John MacFarlane wrote:
Can anyone help me understand this odd behavior in Text.Regex.Posix (GHC 6.6)?
Prelude Text.Regex.Posix Text.Regex> subRegex (mkRegex "\\^") "he\350llo" "@" "he@llo"
Why does /\^/ match \350 here? Generally Text.Regex.Posix seems to work fine with unicode characters. For example, \350 is treated as a single character here:
Prelude Text.Regex.Posix Text.Regex> subRegex (mkRegex "e.l") "he\350llo" "@" "h@lo"
The problem is specific to \350 and doesn't happen with, say, \351:
Prelude Text.Regex> subRegex (mkRegex "\\^") "he\351llo" "@" "he\351llo"
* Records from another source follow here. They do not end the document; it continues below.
PR #525, opened 2021-04-21
MM-34665: Pricing differentiation plan: backend support

agarciamontoro:
#### Summary
This is the first of a series of PRs for supporting the pricing differentiation plan features. This one actually does not change the behaviour of the product at all.

It just adds a couple of new things, that are not yet used: a `GetNumPlaybooksForTeam` method to the playbook service and a new  `/playbooks/count` endpoint, as well as support for new websocket events and a store entry that maintain the number of playbooks created per team. These will support the limits for E0/E10 users in the coming PRs.

The only commit that changes something important is the first one, which moves the license-check middleware to every API subrouter. This commit also adds a "feature flag", which is a constant set to false for now, that controls the restriction of (for now) the playbook subrouter. As the feature flag is false, this subrouter is still restricted to E20 users.

There's also a minor change in the code of the backstage navbar to remove the Switch component, which was not needed.

I encourage you to review this PR commit by commit, I tried to make them as isolated and self-explanatory as possible.

#### Ticket Link
https://mattermost.atlassian.net/browse/MM-34665


server/api/playbooks.go
```diff
@@ -163,6 +170,10 @@ func (h *PlaybookHandler) createPlaybook(w http.ResponseWriter, r *http.Request)
 		return
 	}
 
+	h.poster.PublishWebsocketEventToTeam(playbookCreatedWSEvent, map[string]interface{}{
```
crspeller, line 173: These probably make more sense in the service like we have them for incidents.  We might also consider including the playbook itself like we do for incidents.

crspeller (approved):
Good stuff!

cpoile (approved):
Looks great!  Agree with Christophers review comment.

server/api/playbooks.go
agarciamontoro: @crspeller: moved to the service for consistency, thanks for catching that! Although we also have a couple of PublishWebsocket in the incidents API. We can change that later.

>  We might also consider including the playbook itself like we do for incidents.

I cannot do this here, because I'm broadcasting to the whole team (the restriction on the number of playbooks is scoped by team). If I include the playbook itself, everyone in a team would have info on potentially sensitive playbooks.

cc/ @cpoile

agarciamontoro:
Skipping QA, this PR does not change anything in the product, it's just isolated backend work.

PR #527, opened 2021-04-21
MM-33850 - Event for when participants joined/left the incident

cpoile:
#### Summary
- Added a timeline event `user_joined_left`, added the filter item, all the supporting backend work to track the user joined/left hooks.

#### Editor review
@justinegeffen @abhijit-singh 
- The timeline checkbox name is `Users joined/left`
- If they left/joined themselves, the timeline message is `@username joined the channel` `@username left the channel`
- If they were added/removed by someone else, the message is `@username  was added to channel by @username` `@username was removed from the channel by @username`
- I used the `at` icon, please suggest a more appropriate one. @abhijit-singh is there a contact sheet with all our icons? That would be so useful.

image

image

#### Ticket Link
- https://mattermost.atlassian.net/browse/MM-33850


agarciamontoro (approved):
Looks cool!

(I like the @ icon, by the way)

server/plugin.go
```diff
@@ -209,3 +209,19 @@ func (p *Plugin) ExecuteCommand(c *plugin.Context, args *model.CommandArgs) (*mo
 
 	return &model.CommandResponse{}, nil
 }
+
+func (p *Plugin) UserHasJoinedChannel(c *plugin.Context, channelMember *model.ChannelMember, actor *model.User) {
```
crspeller, line 213: I think this works, even in HA. However it's a bit inefficient and might be error prone. I think it's fine for now. 
In the future, it might be worth considering using the channel member history table to derive this info.

crspeller (approved):

abhijit-singh (commented):
I think the user/account icon might work better if we're not using it for something else in the timeline already 
icon

And yes there's a sheet with all the icons we're currently using - [Icon Sheet](https://drive.google.com/open?id=1fEKMDa3hdaAunc7g8-inVKxH50PGYymO&authuser=michael.gamble%40mattermost.com&usp=drive_fs)

itao:
In the filter list, everything is a noun (eg. posts, updates, changes) except this one which is verb in past tense (joined/left). We should make it consistently noun, @justinegeffen welp?

justinegeffen:
Thanks, @itao. 

It's definitely possible to change it for consistency and have it read "User activity". This will possibly be best in terms of scalability if we want to add more user activity going forward?

itao:
Oo yea that could work well. I'd just recommend plural for consistency

itao:
Might not be important right now, just pointing out that in the future an incident could be have multiple channels and also this timeline will be accessed from retro where the viewer may not have context in which channel it's referring to. 

Might be worth putting in channel name and link as opposed to "the channel". 1/5 for this PR

justinegeffen:
@itao, by "plural" do you mean "User activities" or "Users activity"?

justinegeffen:
With regard to "@username was added to channel by @username @username was removed from the channel by @username", I agree with @itao. The channel name/link would provide much better context.

itao:
"User activities"

justinegeffen:
Could "User actions" work instead of "activities"? "Activities" isn't sitting well with me for some reason.

server/plugin.go
cpoile: yep, makes sense. thanks!

itao (approved):

cpoile:
@itao If we want to add information such as the channel name and a link to the channel, it would be easier to do that in the event summary (the line below the main title of the event). 
So it would be something like:
```
@user joined
@user was added to [Release: May 5th Cloud Release](link...) by @otheruser
```

Is that what we want to explore in this PR? Or should we wait until we have multiple channels and a need for that amount of detail?  Right now it might be unnecessary detail, considering there's only one incident channel.

itao:
Mmm that's a good idea, that info can go in the line below if additional context like someone else added them is needed. My suggestion would be this below so that the format is kept consistent as <actor> <action> <object>:
```
@user joined (or left) the channel
@otheruse added @user to [channel name](link)
```

itao:
I think it's worth doing now because we know we want to bring timeline to retro and that'll happen before we have support for multiple channels.

cpoile:
@itao Ok. I can make the title specific, we don't need the `(or left)`. The channel links will go dead (turn into plain text) if the channel is renamed, but that is consistent with how channel links work in MM chat. Here's what it will look like:

image

itao:
Haha I just realized how confusing that I put `(or left)` in verbatim text, I assumed it'll be how you showed in the screenshot. It looks a little redundant when someone joins on their own but I think it's OK because it'll be the minority case. LGTM

PR #528, opened 2021-04-22
switch back to Node 14 and NPM 6

lieut-data:
#### Summary
This PR switches the CI pipeline back to Node 14 and NPM 6 (basically, the defaults in the CircleCI golang image). I'm proposing that we stay in lockstep with the webapp to simplify developer setup.

In regards to my developer setup, I simply have the following (as installed by `brew` in my case, though `nvm` would work too):
```sh
> node --version
v14.16.1
> npm --version
6.14.12
```

And a `make clean && make` successfully installs everything with the updated `package-lock.json` file included in this PR.


lieut-data:
@cpoile, can you give this branch a whirl locally to see if this fixes the issues you were having previously?

agarciamontoro (approved):
Just tested, with your exact same versions for node and npm, and a `make clean && make` worked smoothly.

As a side note, in case someone had the same problem: I manage the versions in my machine with `nvm`, and doing `nvm use 14` set node to version 14 but npm to version 7, instead of 6. A simple reinstall with `nvm uninstall 14` and `nvm install 14` did set npm to version 6 when using node 14. I guess I had my environment messed up, but a reinstall always fixes things.

cpoile (approved):
Yep, works for me!

crspeller (approved):

PR #529, opened 2021-04-22
MM-35074: don't initialize args parameter

lieut-data:
#### Summary
This change complements (well, duplicates) the solution in https://github.com/mattermost/mattermost-webapp/pull/7969, but ships in the plugin to get it into the hands of customers relatively quickly. We're only planning on patching the webapp ESR right now.

I've based this pull request off of the yet-to-be-merged `node14` branch, since I needed to add a developer dependency.

#### Ticket Link
https://mattermost.atlassian.net/browse/MM-35096


agarciamontoro (approved):
Does this fix things for our plugin, or for other plugins in case ours registers first? I am not sure I understand the issue here, actually.

lieut-data:
This only prevents our plugin from causing a problem for other plugins. It's conceivable that another plugin exists that causes this issue as well.

cpoile (approved):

Is this a bug, or just something I'm not understanding?
John
_______________________________________________ Haskell-Cafe mailing list Haskell-Cafe@haskell.org http://www.haskell.org/mailman/listinfo/haskell-cafe
The Text.Regex API calls the regex-posix backend in Text.Regex.Posix which hands off the matching to the (very slow) posix c library. And this library does not know unicode from a hole in the ground -- all Char are truncated to a single byte: chr (ord '\350' `mod` 256) is '^' Thus your pattern, which matches the character '^' will match '\350'. http://darcs.haskell.org/packages/ http://darcs.haskell.org/packages/regex-unstable/ For a full Char matching regex backend you should get regex-parsec. The regex-dfa backend has problems which I have not uploaded the fix to. The regex-pcre backend ought to handle UTF8 -- but you have to handle the conversion to UTF8, for which Data.ByteString will come in handy. The unstable library regex-tdfa is much faster then regex-parsec and is more POSIX compliant than regex-posix. It should go stable within a week.